The relationship between the form-language of a mathematic and that of the cognate major arts,[^[48]] is in this way put beyond doubt. The temperament of the thinker and that of the artist differ widely indeed, but the expression-methods of the waking consciousness are inwardly the same for each. The sense of form of the sculptor, the painter, the composer is essentially mathematical in its nature. The same inspired ordering of an infinite world which manifested itself in the geometrical analysis and projective geometry of the 17th Century, could vivify, energize, and suffuse contemporary music with the harmony that it developed out of the art of thoroughbass, (which is the geometry of the sound-world) and contemporary painting with the principle of perspective (the felt geometry of the space-world that only the West knows). This inspired ordering is that which Goethe called “The Idea, of which the form is immediately apprehended in the domain of intuition, whereas pure science does not apprehend but observes and dissects.” The Mathematic goes beyond observation and dissection, and in its highest moments finds the way by vision, not abstraction. To Goethe again we owe the profound saying: “the mathematician is only complete in so far as he feels within himself the beauty of the true.” Here we feel how nearly the secret of number is related to the secret of artistic creation. And so the born mathematician takes his place by the side of the great masters of the fugue, the chisel and the brush; he and they alike strive, and must strive, to actualize the grand order of all things by clothing it in symbol and so to communicate it to the plain fellow-man who hears that order within himself but cannot effectively possess it; the domain of number, like the domains of tone, line and colour, becomes an image of the world-form. For this reason the word “creative” means more in the mathematical sphere than it does in the pure sciences—Newton, Gauss, and Riemann were artist-natures, and we know with what suddenness their great conceptions came upon them.[^[49]] “A mathematician,” said old Weierstrass “who is not at the same time a bit of a poet will never be a full mathematician.”
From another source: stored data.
PR #169, opened 2019-03-22
EZP-30312: Performing actions from subitems list does not refresh the Content Tree

tischsoic:
JIRA: https://jira.ez.no/browse/EZP-30312

Related PR from admin-ui for location visibility change: https://github.com/ezsystems/ezplatform-admin-ui/pull/921


src/modules/content-tree/content.tree.module.js
```diff
@@ -43,6 +44,8 @@ export default class ContentTreeModule extends Component {
         loadSubtree(this.props.restInfo, this.subtree, (loadedSubtree) => {
             this.setInitialItemsState(loadedSubtree[0]);
         });
+
+        document.body.addEventListener('ctRefresh', this.refreshContentTree, false);
```
tischsoic: I've chosen `ctRefresh` based on names such as: `pbIframeLoaded`, or` fbFormBuilderUnloaded`, but I don't think it is perfect. What do you think @dew326 ?

tischsoic:
As agreed with @SylvainGuittard, Content Tree will refresh on bulk delete/move and location visibility change.

src/modules/content-tree/content.tree.module.js
dew326: I think we should prefix events with `ez-` like we have with `ez-notify` or `ez-bookmark-change` so for me the name should be `ez-content-tree-refresh`

src/modules/content-tree/content.tree.module.js
```diff
@@ -43,6 +44,8 @@ export default class ContentTreeModule extends Component {
         loadSubtree(this.props.restInfo, this.subtree, (loadedSubtree) => {
             this.setInitialItemsState(loadedSubtree[0]);
         });
+
+        document.body.addEventListener('ez-content-tree-refresh', this.refreshContentTree, false);
```
dew326: This `componentDidMount()` has the early return. There is a possibility this event will not be attached. Seems like should be before the return or am I missing something?

tischsoic: You're right, good catch. :)

dew326 (approved):

katarzynazawada (approved):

The mathematic, then, is an art. As such it has its styles and style-periods. It is not, as the layman and the philosopher (who is in this matter a layman too) imagine, substantially unalterable, but subject like every art to unnoticed changes from epoch to epoch. The development of the great arts ought never to be treated without an (assuredly not unprofitable) side-glance at contemporary mathematics. In the very deep relation between changes of musical theory and the analysis of the infinite, the details have never yet been investigated, although æsthetics might have learned a great deal more from these than from all so-called “psychology.” Still more revealing would be a history of musical instruments written, not (as it always is) from the technical standpoint of tone-production, but as a study of the deep spiritual bases of the tone-colours and tone-effects aimed at. For it was the wish, intensified to the point of a longing, to fill a spatial infinity with sound which produced—in contrast to the Classical lyre and reed (lyra, kithara; aulos, syrinx) and the Arabian lute—the two great families of keyboard instruments (organ, pianoforte, etc.) and bow instruments, and that as early as the Gothic time. The development of both these families belongs spiritually (and possibly also in point of technical origin) to the Celtic-Germanic North lying between Ireland, the Weser and the Seine. The organ and clavichord belong certainly to England, the bow instruments reached their definite forms in Upper Italy between 1480 and 1530, while it was principally in Germany that the organ was developed into the space-commanding giant that we know, an instrument the like of which does not exist in all musical history. The free organ-playing of Bach and his time was nothing if it was not analysis—analysis of a strange and vast tone-world. And, similarly, it is in conformity with the Western number-thinking, and in opposition to the Classical, that our string and wind instruments have been developed not singly but in great groups (strings, woodwind, brass), ordered within themselves according to the compass of the four human voices; the history of the modern orchestra, with all its discoveries of new and modification of old instruments, is in reality the self-contained history of one tone-world—a world, moreover, that is quite capable of being expressed in the forms of the higher analysis.